Stromnetz Ausbau© Gina Sanders / Fotolia.com
"Das Ökosteuergesetz diskriminiert Handelsunternehmen gegenüber der Industrie erheblich. Nachdem wir alle Möglichkeiten der politischen Einflussnahme erfolglos ausgeschöpft haben, rufen wir jetzt das Bundesverfassungsgericht an. Unsere Klage gegen die Ökosteuer ist eine Art Notwehr." Dies erklärte Dr. Michael Fuchs, Präsident des Bundesverbandes des Deutschen Groß- und Außenhandels (BGA), heute in Berlin bei der Vorstellung der Verfassungsbeschwerden von fünf Groß- und Außenhandelsunternehmen gegen die Ökosteuer, die jetzt beim Bundesverfassungsgericht in Karlsruhe eingereicht wurden.

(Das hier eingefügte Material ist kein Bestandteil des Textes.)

PR #354, opened 2018-02-27
Add additional metrics, keep dynamic mapping

kanishka-azimi:


src/Databrary/Controller/Ingest.hs
```diff
@@ -46,13 +71,114 @@ postIngest = multipartAction $ action POST (pathId </< "ingest") $ \vi -> withAu
...
+         Just idCol ->
+             case HMP.lookup (TE.encodeUtf8 idCol) csvRecord of
+                 Just fieldVal ->
+                     -- getCSVField row field
+                     print ("save measure", "ID", fieldVal)
+                 Nothing ->
+                     pure () -- TODO: error, impossible?
+         Nothing ->
+             pure () -- field isn't used by this volume, so don't need to save the measure
+     pure ()
```
kanishka-azimi: Two version of this function. 1. extract and return sample; 2. extract and run as above.

src/Databrary/Controller/Ingest.hs
```diff
@@ -46,13 +71,114 @@ postIngest = multipartAction $ action POST (pathId </< "ingest") $ \vi -> withAu
...
+runImport records mapping =
+    mapM
+        (\record -> createRecord mapping record)
+        records
+
+createRecord :: ParticipantFieldMapping -> CSV.NamedRecord -> IO () -- TODO: error or record
+createRecord mapping csvRecord = do
+     -- record <- makeRecord
+     -- for each field
+     case pfmId mapping of --     metricId = getId name
```
kanishka-azimi: move this logic out to shared function

kanishka-azimi:
Delete this branch as soon as no one else is using it.

PR #369, opened 2018-03-08
Fix improper seq val for party in development database creation

kanishka-azimi:
- a few months ago, "Testarosa" was added, but we left the sequence at 6
- incrementing to proper value should avoid error on first registration on an empty db
cc: @chreekat


kanishka-azimi:
Tested, appears to work.

PR #383, opened 2018-03-13
Replace pgranges

chreekat:
Implements the one function used (segments_union(segment[], segment)) with an implementation in pgplsql. Removes obsolete deps from build.

* [x] make
* [x] make db
* [x] make devel
* [x] make nix-build


chreekat:
One sec, need to fix something in the Makefile

chreekat:
Fixed

pgranges/pgranges.sql
```diff
@@ -1,3 +0,0 @@
-CREATE OR REPLACE FUNCTION segments_union(segment[], segment[]) RETURNS segment[] IMMUTABLE STRICT LANGUAGE C AS 'pgranges.so', 'ranges_union';
-CREATE OR REPLACE FUNCTION segments_union(segment[], segment) RETURNS segment[] IMMUTABLE STRICT LANGUAGE C AS 'pgranges.so', 'ranges_union1';
-CREATE AGGREGATE "segments_union" (segment) (SFUNC = segments_union, STYPE = segment[], INITCOND = '{}');
```
kanishka-azimi: please document what happened to "aggregate"

databrary.nix
```diff
@@ -106,7 +108,7 @@ in
   '';
   postBuild = ''
     kill -INT `head -1 $socket_path/postmaster.pid`
-    ln -sf ${nodePackages.shell.nodeDependencies}/lib/node_modules node_modules
+    ln -sf ${nodePackages.shell.nodeDependencies}/lib/node_modules .
```
kanishka-azimi: Please document

databrary.nix
```diff
@@ -80,7 +82,7 @@ in
     base tasty tasty-expected-failure tasty-hunit
   ];
   executableToolDepends = [
-    postgresql.postgres
+    postgresql
```
kanishka-azimi: Note to self: this changed because we no longer have to expose multiple build outputs nested under a container.

pgranges/pgranges.sql
chreekat: I thought it was a dup from [0.sql](https://github.com/databrary/databrary/blob/chreekat/replace-pgranges/schema/0.sql#L322), but ... oh, yes, it is. The aggregate is loosely coupled to the function it is defined to use.

schema/20180313-segments_union.sql
```diff
@@ -0,0 +1,63 @@
...
+$$;
+
+-- and now, a test
+-- FIXME add this to the test suite
+/*
+create temporary table segs ( s segment );
+insert into segs values ('empty'), ('(4,5)'),('(0,1)'), ('(1,2)'), ('(2,3)'), ('(-1,0)'), ('[2,2]'), ('[6,7]'),('(5,7]'),('[6,8]'), ('empty');
+select ss.s = '{"(-1,0)","(0,1)","(1,3)","(4,5)","(5,8]"}' as "test passed"
+from (select segments_union(s) s from segs) as ss;
+*/
```
kanishka-azimi: Can I persuade you to update this to use VALUES instead of temporary table, per note from before?

chreekat: With the understanding that temp tables go away at the close of the session and shadow any existing tables on creation?

kanishka-azimi: yeah, just trying to minimize the hesitation to copy/paste to create more tests. very minor, either way

schema/20180313-segments_union.sql
```diff
@@ -0,0 +1,60 @@
+-- Implement segments_union(segment[], segment) in plpgsql. Remove the unused
+-- segments_union(segment[], segment[]).
+
+-- Fare thee well
+drop function if exists segments_union(segment[], segment[]);
+
+-- | Add a new segment to a list, merging overlapping or adjacent segments into
+-- one.
+--
+-- We assume acc (the input list) is sorted and non-overlapping.
```
kanishka-azimi: Future improvement: crash if not sorted

schema/20180313-segments_union.sql
```diff
@@ -0,0 +1,60 @@
...
+end
+$$;
+
+-- and now, a test
+-- FIXME add this to the test suite
+/*
+create temporary table segs ( s segment );
+insert into segs values ('empty'), ('(4,5)'),('(0,1)'), ('(1,2)'), ('(2,3)'), ('(-1,0)'), ('[2,2]'), ('[6,7]'),('(5,7]'),('[6,8]'), ('empty');
+select ss.s = '{"(-1,0)","(0,1)","(1,3)","(4,5)","(5,8]"}' as "test passed"
+from (select segments_union(s) s from segs) as ss;
```
kanishka-azimi: Can you use segments_union the function, not the aggregate once as well. Really confusing that they are named the same.

schema/20180313-segments_union.sql
chreekat: nm I figured out how to do it, needed a bit of syntax I wasn't aware of. Will do for the experience

schema/20180313-segments_union.sql
```diff
@@ -0,0 +1,60 @@
...
+        raise exception 'Expected one-dimensional state';
+    end if;
+    if isempty(seg) then
+        result := acc;
+    else -- seg is non-empty range
+        if acc_length = 0 then
+            result := ARRAY[seg];
+        else -- state is non-empty array
+            -- 1. Skip over strictly less-than, unadjacent segments
+            i := 1;
```
kanishka-azimi: can't remember if plpgsql allows nested blocks, can probably declare i , tmp here

schema/20180313-segments_union.sql
```diff
@@ -0,0 +1,60 @@
...
+            while acc[i] << seg and acc[i] -|- seg is false and i <= acc_length
```
kanishka-azimi: Maybe document the operator soup here.

schema/20180313-segments_union.sql
chreekat: I expanded the comment here; it might ameliorate some of these concerns (thought they're still somewhat valid).

schema/20180313-segments_union.sql
chreekat: Done

kanishka-azimi:
Maybe syntax is too new?
screenshot from 2018-03-13 15-09-58

schema/20180313-segments_union.sql
chreekat: I waffled on some of the the other tests that I added because they were easy to add, like ensuring that acc isn't multidimensional. Technically that can also just be assumed, for the same reason that we can assume the array is sorted.  :man_shrugging:

kanishka-azimi:
`ALTER USER databrary WITH SUPERUSER;` remove this from 00.sql

kanishka-azimi:
Drop database from all development servers and laptops; force creation of new

kanishka-azimi:
Rare error that will occur whenever we try to change postgres version in place on dev instances:
```
connection to postgres socket...
FATAL:  database files are incompatible with server
DETAIL:  The data directory was initialized by PostgreSQL version 9.6, which is not compatible with this version 9.5.9.
psql: could not connect to server: No such file or directory
	Is the server running locally and accepting
	connections on Unix domain socket "/home/kanishka/dev/databrary/databrary-nix-db/work/.s.PGSQL.5432"?
```
Maybe we should make the postgres version part of the path to the database directory to prevent this in the future.

kanishka-azimi:
> Drop database from all development servers and laptops; force creation of new
Sometimes when we had actions like this in past work, we would add a temporary step to the "ghci-databrary" or "init-psql" script to force deletion of existing db and create new if some condition was true. Then remove that "migration" action after a few weeks.

PR #388, opened 2018-03-14
Two simple helper functions abstracting cassava details + tests

kanishka-azimi:
- getHeaders converts header names from cassava specific type to a more general type
- extractColumnDefaulting gets one column from a list of rows, adding default
to strip Maybe, since Nothing should never occur with known header names

one of many small PRs to come to merge full participant upload feature.


kanishka-azimi:
Merging myself for expediency.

Der Verfahrensbevollmächtigte, Professor Dr. Wolfgang Löwer, Staatsrechtslehrer an der Universität Bonn, erläuterte auf der Pressekonferenz seine Klageschrift: Das mit der Verfassungsbeschwerde angegriffene Gesetz zur Fortführung der ökologischen Steuerreform vom 16. Dezember 1999 vertiefe eine im Gesetz angelegte Wettbewerbsverzerrung. Der Hintergrund sei, dass Unternehmen des Produzierenden Gewerbes auf zu zahlende Öko-Steuern für Energie oder Mineralöl Steuervergünstigungen in Höhe von 80 Prozent erhielten. Die klageführenden Unternehmen belegten den Defekt des Gesetzes: Gleichartige Produkte, die auf derselben Absatzstufe miteinander konkurrierten, würden steuerlich ganz unterschiedlich erfasst. Dabei habe sich der Gesetzgeber für die Steuerbefreiung auf ein Abgrenzungskriterium gestützt, das insgesamt nicht sachgerecht sei: Die Statistik-Listen für Wirtschaftszweige des Statistische Bundesamtes. Löwer wörtlich: "Wettbewerb findet nicht zwischen Wirtschaftszweigen statt, sondern zwischen Unternehmen, die an Märkten mit Produkten konkurrieren. In Bezug darauf darf der Staat den Wettbewerb nicht durch unterschiedliche Steuerbelastungen verzerren. Es ist jedenfalls nicht erkennbar, wie eine solche Wettbewerbsverzerrung vor dem Gleichheitssatz mit seiner Verpflichtung, Gleiches gleich und Ungleiches ungleich zu behandeln, gerechtfertigt werden können soll. Der Gesetzgeber wäre deshalb gut beraten gewesen auf eine solche Differenzierung der Befreiung zu verzichten."